# Where is the water pump located on a 28F RL-S 5???



## Bob G (Aug 22, 2004)

Does anyone know where the water pump is located on a 28F RL-S 5th wheel? I can hear it but can't find it







. I want to install a winterizing kit.
Bob


----------



## hatcityhosehauler (Feb 13, 2004)

Can't say that I do, but there are a few folks here that have that unit, perhaps they will chime in.
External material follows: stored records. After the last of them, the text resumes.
PR #1545, opened 2022-04-07
Fix real estate type in XML for GetEgrid

kdeininger:
Render real estate type with code and multilingual text.


michmuel (approved):
Looks good (not tested).

kdeininger:
> What was wrong with using the real estate type from `real_estate_type.xml`?

`real_estate_type.xml` expects an object with the attributes `code` and `title` as input but the value for the GetEgrid XML is a dictionary containing the properties `Code` and `Text`. Furthermore, the `multilingual_text.xml` (included in `real_estate_type.xml`) only returns the localized text for the requested language but for GetEgrid all available languages should be returned as there is no language parameter for this service.

vvmruder (approved):
thx for the explanation :)

PR #1542, opened 2022-04-04
Fix creation of standart tables

marionb:
TODO:

- [x] Take apart table creation for OEREBlex and standard tables
- [x] Create the Main schema separateness from the theme tables

Currently I have noticed the following issues (might not be cause by the changes from this PR):

- When building the image new and removing all the containers there is an issue that the test db is not there. The PostgreSQL container continuously logs: `` The issue disappear after having run the tests once. (the application seems to be running)
- Running the tests twice:
    1. Run: the test pass
    2. Run: there is an issue because the containers have been stopped and can no longer be accessed by the tests
- Multiple `oereb/main_container` exist simultaneously

PR #1547, opened 2022-04-07
Separate table creation for interlis and standart themes

### LINKED ISSUE #1541: Generalize create_standart_tables
- [ ] take apart creation of standard tables for oereblex and standard
- [ ] do not create standard tables for interlis model

marionb:
Fixes #1541
This replaces the old PR #1542 

- make create_oereblex_tables a command line tool

- separate creation of main schema & tables

- fix and add tests

- update docu

### DIFF
--- a/doc/source/installation.rst
+++ b/doc/source/installation.rst
@@ -100,7 +100,7 @@ script:
  create_standard_tables -c pyramid_oereb_standard.yml --sql-file=sqlFile.sql
  create_oereblex_tables -c pyramid_oereb_standard.yml --sql-file=sqlFile.sql
 
-Then load the generate sql file into your DB
+Then load the generated sql file into your DB
 
 .. warning:: We assume you did not specify a custom name for the configuration file. If you have used a custom
    name, you will have to replace `pyramid_oereb_standard.yml` with your specified name in this and all
--- a/doc/source/installation.rst
+++ b/doc/source/installation.rst
@@ -96,7 +96,11 @@ script:
 
 .. code-block:: shell
 
- create_standard_tables -c pyramid_oereb_standard.yml
+ create_main_schema_tables -c pyramid_oereb_standard.yml --sql-file=sqlFile.sql
+ create_standard_tables -c pyramid_oereb_standard.yml --sql-file=sqlFile.sql
+ create_oereblex_tables -c pyramid_oereb_standard.yml --sql-file=sqlFile.sql
+
+Then load the generate sql file into your DB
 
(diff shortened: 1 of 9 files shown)


doc/source/installation.rst
```diff
@@ -96,7 +96,11 @@ script:
 
 .. code-block:: shell
 
- create_standard_tables -c pyramid_oereb_standard.yml
+ create_main_schema_tables -c pyramid_oereb_standard.yml --sql-file=sqlFile.sql
+ create_standard_tables -c pyramid_oereb_standard.yml --sql-file=sqlFile.sql
+ create_oereblex_tables -c pyramid_oereb_standard.yml --sql-file=sqlFile.sql
+
+Then load the generate sql file into your DB
```
jwkaltz, line 103: generate -> generated

vvmruder (approved):
I quickly fly over. Its the state we already discussed extensively on the old PR. So I approve here. :)

marionb:
@vvmruder I currently have an issue that the DB does not get filled any more when I am on this PR. Master seems to work though. I think I am breaking something here do I will try to investigate before I merge this.
I am not sure though I will be able to provide a fix before I leave for vacations next week until the 25.4

vvmruder:
Well. You can leave me an info here what is the state at the end of the day. I will have a look later then and see how I can make it work. Good holidays then. :) :palm_tree:

marionb:
@vvmruder 
I saw two points
1. the script that initializes the DB in the DB container under `docker-entrypoint-initdb.d/02_create_dev_tables.sql` contains the whole creation of all the schemas 3 times. This script is generated from the 3 `creation_*` scripst. Since I am appending to the file and not overwriting it it it seems the the `creation_*` function are executed 3 time. I am not sure why.
2. somehow the stats db is not creatd. On start up there is an error. Here I am not on the current where the DB is used and why it is not created.
I don't know perhaps there is an an other issue but I did not find it yet.

voisardf:
@marionb : what is the state of this PR? are you still working on that, or do you need us to test something?

marionb:
@voisardf I planend some time beginnen this week to take up the work again on this again.
the branch will probably need a rebase and then check what needs to be fixed with after.
After that I would be glad fore someone to test by the beginning of next week.

marionb:
@vvmruder 
I've just tested this locally and it looks to me as though it is now working here as well. Do you want to also test again or can I merge this?

vvmruder:
@marionb Thanks for rechecking this. I think we can merge

Issue #1528, opened 2022-03-02
CI shall check XML urls


mki-c2c:
we experienced changed in XML urls without notice.
CI shall detect these changes and fail.
http://models.geo.admin.ch/V_D/OeREB/

quick fixes were required like in https://github.com/openoereb/pyramid_oereb/pull/1526 and https://github.com/openoereb/pyramid_oereb/commit/306ad921fe66deddb8aadc4dc031f0fa2c0d3fc1

mki-c2c:
include XML files into CI

CI checks if URL has changed => investigate if automatic pull requests can be created ??

PR #1548, opened 2022-04-07
1528 freeze xml

mki-c2c:
According to issue https://github.com/openoereb/pyramid_oereb/issues/1528 the json data files are now included in the repo.
In this way, the local build (make serve) will still work even if the upstream links are broken.

I did some refactoring of the Makefile to have a better organisation of the fed data generation.

There are some additional make recipes for checks and update.

- `make check_fed_data`: will compare the fixed local data files with freshly generated ones and fail if a difference is found
- `make update_fed_data_urls`: will try to find the newest versions of the XML files for Gesetze, Themen, Logos, Texte on the server index. The file fed.urls should be double checked, then committed
- `make update_fed_data`: generate fresh data files and copy them into the project. The modified files can then be committed
- `make auto_update_fed_data`: generate new URLs and new files (if you trust the tool ;-) ) => rather double check the generated files

CI and daily build do check the validity of the files.


voisardf (approved):
I checked this branch out locally rebuild my instance and run it (connecting also our dev database). It worked fine for me after having dealt with some configuration issues 😉 and the new availability table in the main schema.
I did NOT go through all the code reading and checking it.

vvmruder (approved):
@mki-c2c I did a check locally and it works as expected. However I found the files in .fed_check to be not git-ignored. I added them to the gitignore. You can roll back if I miss something if this was done on purpose :)

PR #1549, opened 2022-04-19
Move DataIntegration to application schema

vvmruder:
DataIntegration is a Table which holds information about state of data provided by pyramid_oereb.

**What changed:**

- move table data_integration to main schema
- gather all dev data from theme schema to the new table
- fix related models
- provide reader, source, records etc

This PR does not offer the possibility to load data integration on start up. Since this data is not offered through any API defined by FED. In the moment everything would be ready to do so. But config is simply not read. Users of pyramid_oereb can use this table as a bucket to drive data updating (store hashes).

**Changes for config/data import:**
Since table was deleted in each theme schema, the user might import data directly into the application schema table. Be aware that there is a relation between office and data integration. So corresponding offices have to be imported before.


michmuel:
For me it is not so clear how and if data_integration should be implemented in the pyramid_oereb code as its application/specification is a bit vague. Filling in date and office is probably not clearly defined if data is accepted in the transfer format on a daily basis even if nothing has changed.

Anyway, I support removing the tables from the topics as they are not accessed.

vvmruder:
@michmuel So what is the conclusion? Do we merge?

michmuel:
We do not use/access tables "data_integration" in our oereb environment at the moment. So in my view it is a vague feature. However, the PR looks fine and if there is a canton that would use it, we should merge.

michmuel (approved):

I will give you a few examples of where the water pump can be found on TT's though. On a few models, it is located under one of the dinette benches. On the 26RS's, it is located in a void under the fridge. It is only accessable by removing the screws of the kick panel, and there isn't much room to move around. I would look somewhere in the vacintity of your fresh water tank fill/city water hookup. It probably isn't too far from there.

Tim


----------



## Bob G (Aug 22, 2004)

Bob G said:


> Does anyone know where the water pump is located on a 28F RL-S 5th wheel? I can hear it but can't find it
> 
> 
> 
> ...


I found it! It's located under the bath room and is accessed through the side storage door.....remove a panel......and there it is







a long way from the fresh water tank.


----------



## Grandeken (Feb 16, 2004)

The water pump is under the bathroom as some one said. You go through the storage door on the right side the hot water tank by pass is on the other side through the driver side storage door not to bad to get at.
Ken


----------